Army scenes on the Chickahominy

Army scenes on the Chickahominy
Harper''s pictorial history of the Civil War. (Chicago : Star Publishing Co. 1866)

Saturday, June 13, 2015

A Mysterious Affair Down at the Depot


NEW KENT COUNTY.
A Mysterious Affair- Opening a coffin on Which There was No Address.
[correspondence of the Richmond Dispatch.]
    Wilcox Wharf, June 7. 1884.
A few weeks ago a large coffin from which the address had been lost was landed at one of the depots on the Chesapeake and Ohio railway in New Kent county. It was placed in the depot. The people of the neighborhood wondered where it came from and who was inside,and curiosity began to run high on the second day after its arrival, when no one called for it. Then, too, it began to be offensive, the agent said, and others began to hold their noses as they peeped in to look at it. One old gentleman said his family were offended by it a hundred yards away.
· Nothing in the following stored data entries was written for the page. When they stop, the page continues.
PR #1592, opened 2021-04-08
XWIKI-10309: Check URL domains based on a whitelist

surli:
Introduce a new property for listing the trusted domains and API to
check an URL against that list and the aliases used in subwikis.

  * Add new property url.trustedDomains in xwiki.properties
  * Add new API in URLConfiguration to retrieve this configuration value
  * Create a new URLSecurityManager responsible to check if an URL can
    be trusted based on this property and on the subwikis configurations
  * Introduce a new listener to invalidate the cache of
    URLSecurityManager whenever a XWikiServerClass xobject is
added/updated/deleted
  * Introduce a new xwiki-platform-url-default module to avoid cyclic
    dependencies
  * Use the new URLSecurityManager API in XWikiServletResponse to
    perform a check before doing a redirection. Took inspiration on
@sdumitriu commit for it.


xwiki-platform-core/xwiki-platform-oldcore/src/main/java/com/xpn/xwiki/web/XWikiServletResponse.java
```diff
@@ -66,9 +68,21 @@ public void sendRedirect(String redirect) throws IOException
             LOGGER.warn("Possible HTTP Response Splitting attack, attempting to redirect to [{}]", redirect);
             return;
         }
+        if (redirect.matches("[a-z0-9]+://.*")) {
```
vmassol, line 71: Shouldn't we display something if we don't redirect? At least some warning log?

xwiki-platform-core/xwiki-platform-oldcore/src/main/java/com/xpn/xwiki/web/XWikiServletResponse.java
```diff
@@ -66,9 +68,21 @@ public void sendRedirect(String redirect) throws IOException
...
+            // Full URL, check that the hostname matches
+            if (!getURLSecurityManager().isDomainTrusted(new URL(redirect))) {
```
vmassol, line 73: Do we need the "IF" above? What about wrapping in a try/catch for URLMalformedException instead?

xwiki-platform-core/xwiki-platform-oldcore/src/main/java/com/xpn/xwiki/web/XWikiServletResponse.java
```diff
@@ -66,9 +68,21 @@ public void sendRedirect(String redirect) throws IOException
...
+                LOGGER.warn("Possible phishing attack, attempting to redirect to [{}]", redirect);
```
vmassol, line 74: I think the message should be improved and we should mention it's not in the list of trusted domains and explain ho to add to it.

vmassol: Also the message should say what is done, i.e. that the redirect has not been performed.

xwiki-platform-core/xwiki-platform-url/xwiki-platform-url-api/src/main/java/org/xwiki/url/URLConfiguration.java
```diff
@@ -47,4 +51,15 @@ default boolean useResourceLastModificationDate()
     {
         return true;
     }
+
+    /**
+     * @return the list of trusted domains that can be used in the wiki.
```
vmassol, line 56: I think a definition of what is a trusted domain would be nice since otherwise the javadoc is not really interesting ;)

xwiki-platform-core/xwiki-platform-url/xwiki-platform-url-default/src/main/java/org/xwiki/url/internal/DefaultURLSecurityManager.java
```diff
@@ -0,0 +1,110 @@
...
+
+        for (String domain : domains) {
+            if (ACCEPTED_DOMAIN_PATTERN.matcher(domain).matches()) {
+                this.trustedDomains.add(domain);
+            }
+        }
+    }
+
+    @Override
+    public boolean isDomainTrusted(URL urlToCheck)
```
tmortagne, line 87: I also feel that `isDomainTrusted` should take a `String domain` and not a whole URL and the user of the API should decide how to get the domain to check (it might not always be a URL).

xwiki-platform-core/xwiki-platform-url/xwiki-platform-url-api/src/main/java/org/xwiki/url/URLSecurityManager.java
```diff
@@ -0,0 +1,52 @@
...
+     *
+     * @param urlToCheck the URL for which we want to know if the domain is trusted or not.
+     * @return {@code true} if the URL domain can be trusted, {@code false} otherwise
+     */
+    boolean isDomainTrusted(URL urlToCheck);
+
+    /**
+     * For performance reasons the URLSecurityManager might use a cache, this method allows to invalidate it.
+     */
+    void invalidateCache();
```
vmassol, line 51: That doesn't seem great to me as I don't find this a valid business API.

xwiki-platform-core/xwiki-platform-url/xwiki-platform-url-default/src/main/java/org/xwiki/url/internal/DefaultURLSecurityManager.java
```diff
@@ -0,0 +1,110 @@
...
+    {
+        if (this.trustedDomains == null) {
+            this.computeTrustedDomains();
+        }
+
+        String host = urlToCheck.getHost();
+
+        while (host.contains(DOT)) {
```
tmortagne, line 95: `StringUtils.contains(host, '.')` should be a bit better for performances.

xwiki-platform-core/xwiki-platform-url/xwiki-platform-url-default/pom.xml
```diff
@@ -0,0 +1,63 @@
...
+  <modelVersion>4.0.0</modelVersion>
+  <parent>
+    <groupId>org.xwiki.platform</groupId>
+    <artifactId>xwiki-platform-url</artifactId>
+    <version>13.3-SNAPSHOT</version>
+  </parent>
+  <artifactId>xwiki-platform-url-default</artifactId>
+  <name>XWiki Platform - URL - Default</name>
+  <packaging>jar</packaging>
+  <description>Allows configuration of the URL scheme used by XWiki to parse/serialize URLs</description>
```
vmassol, line 33: desc needs to be updated

xwiki-platform-core/xwiki-platform-url/xwiki-platform-url-default/pom.xml
```diff
@@ -0,0 +1,63 @@
...
+  <properties>
+    <xwiki.jacoco.instructionRatio>0.66</xwiki.jacoco.instructionRatio>
+    <!-- Name to display by the Extension Manager -->
+    <xwiki.extension.name>URL Default</xwiki.extension.name>
```
vmassol, line 37: This name needs improving, actually we dont need an extension name probably since we don't import impl modules on e.x.o.

xwiki-platform-core/xwiki-platform-url/xwiki-platform-url-default/src/main/java/org/xwiki/url/internal/DefaultURLSecurityManager.java
```diff
@@ -0,0 +1,110 @@
...
+    @Inject
+    private URLConfiguration urlConfiguration;
+
+    @Inject
+    private WikiDescriptorManager wikiDescriptorManager;
+
+    @Inject
+    private Logger logger;
+
+    private Set<String> trustedDomains;
```
tmortagne, line 63: Should it be a `Cache<Boolean>` ? Right now you are only caching the fact that a domain is trusted but caching that a domain is not trusted would be interesting for performances too.

xwiki-platform-core/xwiki-platform-url/xwiki-platform-url-default/src/main/java/org/xwiki/url/internal/DefaultURLSecurityManager.java
```diff
@@ -0,0 +1,110 @@
...
+    {
+        Set<String> domains;
+        domains = new HashSet<>(this.urlConfiguration.getTrustedDomains());
+
+        try {
+            for (WikiDescriptor wikiDescriptor : wikiDescriptorManager.getAll()) {
+                domains.addAll(wikiDescriptor.getAliases());
+            }
+        } catch (WikiManagerException e) {
+            logger.warn("Error while getting wiki descriptor to fill list of trusted domains.", e);
```
vmassol, line 75: warn should not display a stack trace. Also, as always, the message needs to explain what is the action done since it's not an error and we fallback to something.

xwiki-platform-core/xwiki-platform-url/xwiki-platform-url-default/src/main/java/org/xwiki/url/internal/DefaultURLSecurityManager.java
```diff
@@ -0,0 +1,110 @@
...
+        }
+        this.trustedDomains = new HashSet<>();
+
+        for (String domain : domains) {
+            if (ACCEPTED_DOMAIN_PATTERN.matcher(domain).matches()) {
+                this.trustedDomains.add(domain);
+            }
```
vmassol, line 82: what if it doesn't match? Nothing is displayed in logs or anywhere, that doesn't seem good.

xwiki-platform-core/xwiki-platform-url/xwiki-platform-url-default/src/main/java/org/xwiki/url/internal/DefaultURLSecurityManager.java
```diff
@@ -0,0 +1,110 @@
...
+        }
+    }
+
+    @Override
+    public boolean isDomainTrusted(URL urlToCheck)
+    {
+        if (this.trustedDomains == null) {
+            this.computeTrustedDomains();
```
vmassol, line 90: small detail: extra `this.`

xwiki-platform-core/xwiki-platform-url/xwiki-platform-url-default/src/main/java/org/xwiki/url/internal/XWikiServerClassListener.java
```diff
@@ -0,0 +1,82 @@
...
+ */
+@Component
+@Singleton
+@Named(XWikiServerClassListener.NAME)
+public class XWikiServerClassListener extends AbstractEventListener
+{
+    /**
+     * Name of the listener.
+     */
+    public static final String NAME = "org.xwiki.url.internal.XWikiServerClassListener";
```
vmassol, line 55: Interesting rule that I hadn't noticed. Maybe we should define it as a best practice and generalize it for all listeners (I remember writing listeners with ids and not FQN of internal packages in the past).

xwiki-platform-core/xwiki-platform-url/xwiki-platform-url-default/src/main/java/org/xwiki/url/internal/XWikiServerClassListener.java
```diff
@@ -0,0 +1,82 @@
...
+
+    private static final LocalDocumentReference XWIKISERVER_CLASS =
+        new LocalDocumentReference("XWiki", "XWikiServerClass");
```
vmassol, line 58: Small detail Ideally this would need to come from elsewhere so that if we change the class location or name we need to update less places.

xwiki-platform-core/xwiki-platform-url/xwiki-platform-url-default/src/test/java/org/xwiki/url/internal/DefaultURLSecurityManagerTest.java
```diff
@@ -0,0 +1,135 @@
...
+
+        WikiDescriptor wikiDescriptor2 = mock(WikiDescriptor.class);
+        when(wikiDescriptor2.getAliases()).thenReturn(Collections.singletonList(
+            "enterprise.eu"
+        ));
+
+        when(this.wikiDescriptorManager.getAll()).thenReturn(Arrays.asList(wikiDescriptor1, wikiDescriptor2));
+
+        assertTrue(this.urlSecurityManager
+            .isDomainTrusted(new URL("http://www.xwiki.org/xwiki/bin/view/XWiki/Login")));
```
vmassol, line 80: We should never use `assertTrue` without a message. Instead use `assertThat` so that junit displays the diff between expected and actual.

xwiki-platform-tools/xwiki-platform-tool-packager-plugin/pom.xml
```diff
@@ -335,6 +335,13 @@
       <version>${project.version}</version>
       <scope>runtime</scope>
     </dependency>
+    <!-- URL Default Module -->
+    <dependency>
+      <groupId>org.xwiki.platform</groupId>
+      <artifactId>xwiki-platform-url-default</artifactId>
+      <version>${project.version}</version>
+      <scope>runtime</scope>
+    </dependency>
```
vmassol, line 344: Maybe check the minimal distribution. It has:

```
    <!-- URL -->
    <dependency>
      <groupId>org.xwiki.platform</groupId>
      <artifactId>xwiki-platform-url-scheme-standard</artifactId>
      <scope>runtime</scope>
    </dependency>
```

It grew worse and  worse as the weather warmed, and something had to be done. Crowds began to collect to and hear some solution of the mystery, where did he come from, and what was his destination? How long was the corpse to remain? A proposition was made to bury it. It would make everybody sick. The agent could stand it no longer. But they must know who the corpse was if any trace could be had from a view of it. So it was decided to unscrew the coffin. Fifteen men gathered around, all but one holding their noses. This man said he could smell nothing, but he had a cold, and he supposed that accounted for it. So an expert took out the screws, and the crowd gently lifted the lid, each with one hand, the other hand to a nose, when lo! there were six other coffins packed in the big one like hats in a box.
The pall-bearers let down the lid, took down their nose-hands, looked very solemn and walked away; but as they went one man said, "It's no use to blab about it." But the man who had a cold in his head and could not detect anything offensive did blab, and so you have it.
                                           I.H.C.